PR #17889, opened 2026-06-12
Native Agent goal mechanism (replaces MastraCode's between-turn judge loop)

abhiaiyer91:
## What this is

This makes **goals a first-class capability of the Agent** rather than a MastraCode-specific feature.

A *goal* is a durable, thread-scoped objective: a standing instruction that the agent keeps working toward across iterations until a judge model decides it is satisfied (or a run budget is exhausted). Previously this only existed inside MastraCode's TUI as a hand-rolled loop that re-invoked the agent between full turns and judged the result with a separate judge agent. That approach was MastraCode-only and, critically, could not evaluate a goal when a new message arrived in the middle of an already-running turn.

Task to complete »
The output is every entry, printed exactly as it reads.

Response to the task »
PR #17889, opened 2026-06-12
Native Agent goal mechanism (replaces MastraCode's between-turn judge loop)

abhiaiyer91:
## What this is

This makes **goals a first-class capability of the Agent** rather than a MastraCode-specific feature.

A *goal* is a durable, thread-scoped objective: a standing instruction that the agent keeps working toward across iterations until a judge model decides it is satisfied (or a run budget is exhausted). Previously this only existed inside MastraCode's TUI as a hand-rolled loop that re-invoked the agent between full turns and judged the result with a separate judge agent. That approach was MastraCode-only and, critically, could not evaluate a goal when a new message arrived in the middle of an already-running turn.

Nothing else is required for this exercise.